Insurance Predeterminations – Not The Crystal Ball You Think They Are

Insurance companies are often thought of as a necessary evil. When patients need dental care, they will often ask for a predetermination to find out how much their plan will cover. What patients might miss is the fact that often times the insurance company can be a burden, an opponent that we may have to lock horns with, and the predetermination is a great example of how this can play out.

A predetermination is often confused with a pre-authorization. The pre-authorization was done many years ago, and was replaced with a predetermination in the mid 80’s. A pre-authorization was in most cases a guarantee of payment. Patients often believe that a predetermination is a guarantee of how much the insurance will cover (although it isn’t) — that’s why they are willing to wait for it. Insurance companies see this as an opportunity.

Insurance companies begin with the goal of taking in more money in premiums that they are paying out in dental fees. Their goal is to limit dental treatment and pay for as little as possible, which means they are often working against the needs of both the dentist, and their patients.

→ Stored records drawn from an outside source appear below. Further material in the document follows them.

PR #714, opened 2023-02-25
solution of the task

Anestheziv:


src/main/java/core/basesyntax/FileWork.java
```diff
@@ -1,8 +1,42 @@
...
 public class FileWork {
+    private static final String DELIMITER = "\\W+";
+    private static final String DELIMITER_FOR_RESULT = " ";
+    private static final char LETTER = 'w';
+
     public String[] readFromFile(String fileName) {
-        //write your code here
-        return null;
+        try {
+            BufferedReader reader = new BufferedReader(new FileReader(fileName));
```
olekskov, line 15: Please use try-with-resources for classes that implement AutoClosable interface

src/main/java/core/basesyntax/FileWork.java
```diff
@@ -1,8 +1,42 @@
...
+            if (value == null) {
+                return new String[] {};
+            }
+            while (value != null) {
+                stringBuilder.append(value).append(System.lineSeparator());
+                value = reader.readLine();
+            }
+            String[] split = stringBuilder.toString().toLowerCase().split(DELIMITER);
+            Arrays.sort(split);
+            StringBuilder builder = new StringBuilder();
```
olekskov, line 27: please choose name that will indicate content of StringBuilder

src/main/java/core/basesyntax/FileWork.java
```diff
@@ -1,8 +1,42 @@
...
+    private static final String DELIMITER = "\\W+";
+    private static final String DELIMITER_FOR_RESULT = " ";
+    private static final char LETTER = 'w';
+
     public String[] readFromFile(String fileName) {
-        //write your code here
-        return null;
+        try {
+            BufferedReader reader = new BufferedReader(new FileReader(fileName));
+            StringBuilder stringBuilder = new StringBuilder();
```
olekskov, line 16: please choose name that will indicate content of StringBuilder

src/main/java/core/basesyntax/FileWork.java
```diff
@@ -1,8 +1,42 @@
...
+            String value = reader.readLine();
+            if (value == null) {
+                return new String[] {};
+            }
+            while (value != null) {
+                stringBuilder.append(value).append(System.lineSeparator());
+                value = reader.readLine();
+            }
+            String[] split = stringBuilder.toString().toLowerCase().split(DELIMITER);
```
olekskov, line 25: better to use nouns as names for variables
if this string were something like below it would be much more understandable:
```suggestion
            String[] fileContentByWords = fileContent.toString().toLowerCase().split(DELIMITER);
```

The Potential Pitfalls of Pre-determinations:

It takes time.

This is often intentional, as it helps the insurance company make money. Patients often won’t commit to an appointment until they receive a predetermination, and in that time, patients slip through the cracks.

A patient may be in need of a crown that could stave off a root canal or tooth loss, but if it isn’t bringing them any pain, they may just forego treatment altogether, losing their sense of urgency after leaving your office. Insurance companies often want this to happen, as that is now a procedure they aren’t paying for.

It takes the dentist out of the decision making process.

In an ideal world, treatment will be between the dentist and the patient. If we decide to go the route of pre-determination, now a third party — with their own priorities — is rocking the boat. The insurance company usually isn’t in the business of looking out for the best interests of your patient.

If you seek a predetermination, the patient will usually base their decision on that information. The biggest problem with your patients basing their decisions on pre-determinations is…

Pre-determinations aren’t binding.

The biggest flaw with pre-determinations is that they don’t mean anything. Patients are forestalling treatment plans recommended by their providers to get a ballpark estimate of what the insurance company might decide to pay for.

Some plans might say they require pre-determinations, they can’t refuse treatment because of the absence of a predetermination. It is important for the patient to understand what they are (and how little they matter), in order to set realistic expectations.